Applauding the "temperate tone" of the Richmond Committee's resolution in the "Don Case", he went on to vigorously question both the Don verdict and his disqualification: "In Don's case . . . the crimeif crime there wasdoes not seem to fit the punishment". He continued:
"I have heard on all sides regret that Don should have been disqualified, and not from Richmond people, but from supporters of other clubs, of Carlton especially.
 So strong is the feeling that Carlton supporters are indignant, and I am told Carlton players, and Chandler himself, who was supposed to have been charged [by Don], were astounded when they heard the verdict.
In these circumstances [and given the decision of the Richmond Football Club not to lodge an appeal] it would be a graceful and sportsmanlike action for Carlton people to approach the tribunal, and ask for a reopening."

==="Kickero"===
In the Melbourne Herald, that afternoon, the equally eminent and well-respected football authority and journalist, Tom Kelynack, known as "Kickero", whilst observing that, in combination, these three separate events, were a "blow [that had fallen] on the club just at a time when the team had run into such improved form that it was winning matches", also emphatically expressed his strong view that the Permit Committee had not been justified in its refusal to grant the clearances of Bolt, Boromeo, and Morrissey from Carlton to Richmond.
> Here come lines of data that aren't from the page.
PR #309, opened 2026-02-08
feat: wire vocabulary lifecycle to LLM and fix CLI UX

aaronsb:
## Summary

- Wire vocabulary lifecycle stubs to real LLM decisions and database execution
- Extract shared `call_llm_sync()` utility, eliminating three duplicate provider-dispatch blocks
- Fix stale embedding bootstrap: resolve dimensions eagerly from provider chain + DB config
- Unify CLI job status naming with shared `resolveStatusFilter()` across all subcommands
- Add embedding dimension guards and remove silent fallback paths
- Replace outdated vocabulary categories doc with lifecycle guide

## Test plan

- [x] `pytest tests/test_pruning_strategies.py` — 38 passed
- [x] `pytest tests/test_synonym_detector.py` — 24 passed
- [x] `pytest tests/test_vocabulary_manager_integration.py` — 22 passed
- [x] `pytest tests/unit/lib/test_annealing_evaluator.py` — 14 passed
- [x] `pytest tests/` — 1175 passed, 23 skipped, 0 failures
- [x] Live `kg vocab consolidate --target 50` executed merges correctly
- [x] `kg job list -s pending/done/running` resolves aliases correctly

### DIFF
--- a/api/app/lib/annealing_evaluator.py
+++ b/api/app/lib/annealing_evaluator.py
@@ -15,6 +15,8 @@ import logging
 from dataclasses import dataclass
 from typing import Dict, Any, List, Optional
 
+from api.app.lib.llm_utils import call_llm_sync
+
 logger = logging.getLogger(__name__)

==Richmond Football Club Life Membership==
He was awarded Life Membership of the Richmond Football Club in 1926.

==The Sporting Globe==
Following his retirement from football at the end of the 1928 season, he was employed by The Sporting Globe as a regular member of its "football staff"; and continued to report for it for, at least, 12 seasons (1929–1941).

==Death==
He died at Fairfield, Victoria, on 31 May 1982.

=="Hall of Fame"==
In 2015 he was inducted into the Richmond Football Club's "Hall of Fame".